Do “cada um com o seu Excel” a um modelo de gestão baseado em dados
Em muitos projetos encontramos o mesmo ponto de partida: um Data Center cheio de sistemas, mas com a informação espalhada como se fosse um puzzle.
O inventário vive num Excel que só duas pessoas atualizam. O layout “definitivo” está num PDF que ninguém quer modificar. Os alarmes são vistos num sistema, os consumos noutro, as mudanças são tratadas por e-mail e o que realmente está a acontecer entende-se perguntando pelos corredores. Visto de fora, tudo parece bastante profissional; por dentro, sabe-se que qualquer mudança importante exige quase uma coreografia manual.

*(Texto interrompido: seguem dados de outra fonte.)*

PR #866, opened 2025-06-15
LEAN-4614 NM-030 - Notifications for Referenced Track changes

fwaisi:


src/components/inspector/IssuesPanel.tsx
```diff
@@ -0,0 +1,166 @@
...
+          <NoIssuesMessage>No issues found</NoIssuesMessage>
+        ) : (
+          warnings.map((warning: Warning, index: number) => (
+            <WarningItem
+              key={index}
+              isFocused={selectedWarningIndex === index}
+              onClick={() => handleWarningClick(warning, index)}
+              data-cy="warning"
+            >
+              <WarningMessage>{warning.message}</WarningMessage>
```
mbartenev-atypon, line 159: generally in this implementation warning and inconsistency used interchangeably. We really should pick just one term an used it for everything. Inconsistency sounds better to me since it reflects the meaning in a more precise way than warning.

src/components/inspector/IssuesPanel.tsx
```diff
@@ -0,0 +1,166 @@
...
+        </CollapseIcon>
+      </CollapsibleHeader>
+
+      <WarningsList isVisible={!isCollapsed}>
+        {warnings.length === 0 ? (
+          <NoIssuesMessage>No issues found</NoIssuesMessage>
+        ) : (
+          warnings.map((warning: Warning, index: number) => (
+            <WarningItem
+              key={index}
```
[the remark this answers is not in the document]
mbartenev-atypon: Probably worth checking

src/components/inspector/IssuesPanel.tsx
```diff
@@ -0,0 +1,166 @@
...
+  }
+
+  svg {
+    width: 19px;
+    height: 19px;
+  }
+`
+
+const WarningsList = styled.div<{ isVisible: boolean }>`
+  display: ${(props) => (props.isVisible ? 'block' : 'none')};
```
mbartenev-atypon, line 70: I wonder why we are hiding it with css and not just unmount it with react i.e.` {isVisible && <WarningsList />}`

src/hooks/use-connect-editor.ts
```diff
@@ -66,6 +70,14 @@ export const useConnectEditor = () => {
     storeDispatch({ hasPendingSuggestions })
   }, [storeDispatch, hasPendingSuggestions])
 
+  const warningsCount = useMemo(() => {
+    return detectInconsistencyPluginKey.getState(state)?.warnings?.length || 0
+  }, [state])
+
+  useEffect(() => {
+    storeDispatch({ warningsCount })
```
mbartenev-atypon, line 78: would that be worth just putting all the warning in the store instead of just count? they are going to be used the inspector anyway. What do you think?

src/components/inspector/IssuesPanel.tsx
```diff
@@ -0,0 +1,166 @@
...
+`
+
+const WarningItem = styled.div<{ isFocused: boolean }>`
```
mbartenev-atypon, line 73: It seemed to me in the designs. That warning items is sharing the styles with a suggestion item. Can we reuse the styling from there?

mbartenev-atypon (changes requested):

src/lib/change-handlers.ts
```diff
@@ -194,10 +194,11 @@ export const handleNodeChange = (
         content: node.attrs.source,
       }
     }
+    // TODO: checking why ts is not complaining about the type of node.attrs.type as parameter in getTitleDisplayName
```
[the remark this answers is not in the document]
fwaisi: done

src/components/inspector/IssuesPanel.tsx
```diff
@@ -0,0 +1,166 @@
...
+`
+
+const HeaderTitle = styled.h2`
+  margin: 0;
+  font-size: ${(props) => props.theme.font.size.large};
+  font-weight: 600;
+  color: ${(props) => props.theme.colors.text.primary};
+`
+
+const CollapseIcon = styled.button<{ isCollapsed: boolean }>`
```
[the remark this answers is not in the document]
fwaisi: Actually its interactive which rotate based on the collapse state.
I will change it to span, instead of button.

src/components/inspector/IssuesPanel.tsx
fwaisi: done

src/components/inspector/IssuesPanel.tsx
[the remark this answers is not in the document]
mbartenev-atypon: Right, but the parent is button anyway

src/components/inspector/IssuesPanel.tsx
mbartenev-atypon: Ok, please file that ticket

Quando entra um DCiM pela primeira vez, o filme melhora: finalmente há um sítio onde ver o que tens, em que estado está, quanta energia consomes, que capacidade ainda te resta. Contamos isso em detalhe em artigos como "Como escolher o melhor DCiM", onde explicamos porque escolher bem essa ferramenta faz a diferença entre ficar na mesma… ou começar a jogar noutra liga
Mas é aqui que aparece a primeira armadilha: acreditar que, só por instalar um DCiM, já “amadureceste o dado”. Se as decisões importantes continuam a ser tomadas fora do sistema, em folhas de cálculo, reuniões eternas ou cadeias de e-mails, o DCiM corre o risco de se transformar num visor caro. Vê-se tudo muito bem, mas não manda.
Quando o dado começa a mandar e a operação respira
O verdadeiro ponto de viragem chega quando os processos do dia a dia passam a viver dentro da ferramenta, e não em volta dela. Vemos isso com muita clareza em projetos onde a "implantación del DCiM": é bem feita: mudanças, movimentações, ativações e desativações, tarefas com terceiros, gestão de capacidade… tudo deixa rasto, está orquestrado e apoia-se num modelo de dados coerente.

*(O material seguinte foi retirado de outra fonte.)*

PR #894, opened 2025-07-03
MFP-020 - Reorder pictures within a figure

nghazzawi-atypon:
Using context={window} to prevent "Cannot have two HTML5 backends at the same time" error.
     * This allows components rendered outside the main React tree (like modals via ReactSubView)
     * to access the same DndProvider context, avoiding conflicts when multiple React roots
     * try to initialize their own HTML5Backend instances.

### DIFF
--- a/pnpm-lock.yaml
+++ b/pnpm-lock.yaml
@@ -21,8 +21,8 @@ importers:
         specifier: 2.2.3
         version: 2.2.3(react-dom@18.3.1(react@18.3.1))(react@18.3.1)
       '@manuscripts/body-editor':
-        specifier: 3.2.29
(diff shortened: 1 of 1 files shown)


src/Main.tsx
```diff
@@ -26,7 +26,9 @@ const Main: React.FC<EditorAppProps> = ({
   getAuthToken,
   observer,
 }) => (
-  <DndProvider backend={HTML5Backend}>
+  <DndProvider backend={HTML5Backend} context={window}>
```
fwaisi, line 29: I believe this issue only occur locally in development mode especially with linking between repos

Nesse momento começam a acontecer coisas muito interessantes:
- A equipa deixa de depender tanto da “memória” de certas pessoas.
- As discussões sobre qual é o dado correto reduzem-se drasticamente.

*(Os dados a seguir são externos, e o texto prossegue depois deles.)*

PR #939, opened 2025-08-18
Search for a text in read-only mode - LEAN-4809

IslamJMomani:
Enable global keyboard shortcuts. Useful for viewer mode where users can't focus the editor but still need shortcuts, and when users are elsewhere on the page (inspector).

Note: 

- In this PR I added search-related shortcuts (Cmd+f, Shift+Cmd+h) as global shortcuts because:

    1. This addresses the specific ticket scope
    2. Search operations are selection-independent

-  I intentionally didn't include other editing shortcuts because they require active selection context. Activating these while the editor isn't focused would cause unexpected behavior.

- We can incrementally add other selection-independent actions as global shortcuts when needed.

@mbartenev-atypon, Please take a look.

### DIFF
--- a/package.json
+++ b/package.json
@@ -1,6 +1,6 @@
 {
   "name": "@manuscripts/article-editor",
-  "version": "4.4.7",
+  "version": "4.4.8",
   "license": "CPAL-1.0",
   "description": "React components for editing and viewing manuscripts",
   "repository": "github:Atypon-OpenSource/manuscripts-article-editor",


src/hooks/use-global-keyboard-shortcuts.ts
```diff
@@ -0,0 +1,61 @@
...
+export const useGlobalKeyboardShortcuts = () => {
+  const [editor] = useStore((state) => state.editor)
+
+  useEffect(() => {
+    if (!editor?.view) {
+      return
+    }
+
+    const { view } = editor
+    const keymap = {
```
mbartenev-atypon, line 43: just a general note on using object, I would prefer for us to move towards using Maps instead of plain objects since they don require any trickery such as Object.entries, Object.keys etc, and have a better typing support. But that is of course optional.

IslamJMomani: Good suggestion! I refactored to use Map. Thanks for the tip!

PR #956, opened 2025-08-28
LW-FY26-Q2: The Files full name doesn't display fully (LEAN-4887)

asouqi:
The issue with this ticket file names appears as they have the same name. 
image-2025-08-28-01-47-12-717

will use [middle truncate](https://ni.github.io/design-system/patterns/truncation/), as most UI design guidelines recommend that


src/components/FileManager/FileName.tsx
```diff
@@ -23,10 +23,7 @@ export const FileName: React.FC<{
   label?: string
   maxBaseNameLength?: number
 }> = ({ file, label, icon: Icon, maxBaseNameLength = 25 }) => {
-  const adjustedMaxBaseNameLength = label
-    ? maxBaseNameLength - label.length
-    : maxBaseNameLength
-  const trimmedFilename = trimFilename(file.name, adjustedMaxBaseNameLength)
+  const trimmedFilename = trimFilename(file.name, maxBaseNameLength)
```
asouqi, line 26: @fwaisi QA assumes the max length to be the same for all tapes, if that is not expected can you please add comments in LEAN-4887 there that trim will not be the same for all tapes

asouqi: nevermind I checked that with Panos

fwaisi: Noted.

PR #973, opened 2025-09-14
Track supplements changes - LEAN-4810

IslamJMomani:


src/lib/change-handlers.ts
```diff
@@ -145,7 +146,8 @@ export const handleTextChange = (
 
 export const handleNodeChange = (
   suggestion: NodeChange | NodeAttrChange,
-  state: ManuscriptEditorState
+  state: ManuscriptEditorState,
+  getFiles?: FileAttachment[]
```
mbartenev-atypon, line 150: the name suggest a function, but you receive an array. Please consider renaming to just "files" or similar.

src/components/track-changes/suggestion-list/SuggestionSnippet.tsx
```diff
@@ -74,7 +74,7 @@ export const SuggestionSnippet: React.FC<Props> = ({
         ChangeSet.isNodeChange(suggestion) ||
         ChangeSet.isNodeAttrChange(suggestion)
       ) {
-        newSnippet = handleNodeChange(suggestion, view.state)
+        newSnippet = handleNodeChange(suggestion, view.state, getState().files)
```
mbartenev-atypon, line 77: hm, why not just pass files right from the store without getState() and introduce it as a dependency on the useEffect?

mbartenev-atypon (changes requested):

src/lib/change-handlers.ts
IslamJMomani: Done

src/components/track-changes/suggestion-list/SuggestionSnippet.tsx
IslamJMomani: No reason 🤦‍♀️

mbartenev-atypon (approved):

- Os erros humanos começam a diminuir, simplesmente porque o próprio sistema te guia.
É também o momento em que podes começar a usar o dado para algo mais do que ver uma imagem bonita: para medir, comparar, justificar. E se, além disso, o ligas a objetivos de eficiência energética, o salto é ainda maior. Falamos disso em detalhe em "O DCiM como caminho para a eficiência energética", onde explicamos porque um modelo de gestão baseado em DCIM é quase obrigatório se queres melhorar o PUE e manter certificações como a ISO 50001 sem morrer na tentativa.
A partir daí, as conversas com a direção mudam. Já não vais com “achamos que deveríamos…”, vais com “os dados mostram que, se não fizermos isto, o risco é este e o impacto económico será aquele”. Deixas de jogar no terreno da opinião e passas a jogar no terreno da evidência.
Histórias que já estão a acontecer, do caos controlado à operação otimizada
Quando falamos de maturidade do dado, não o fazemos a partir da teoria, mas de projetos reais. Um bom exemplo é o caso da ARSAT, onde ajudámos a implementar um modelo de gestão baseado em DCIM que levou o seu Data Center ao topo da “pirâmide de maturidade da operação”. Eles próprios contam isso no artigo “ "El DCiM en ARSAT le lleva a la optimización de su Data Center" menos erros na operação diária, mais visibilidade, maior capacidade de antecipar problemas antes que afetem o serviço.
Por trás de histórias assim não há magia, há dado bem trabalhado:
- Integridade: o que vês é o que existe, não versões diferentes conforme a pessoa a quem perguntas.
- Contexto: não apenas números, mas relações entre equipamentos, energia, espaço, conectividade.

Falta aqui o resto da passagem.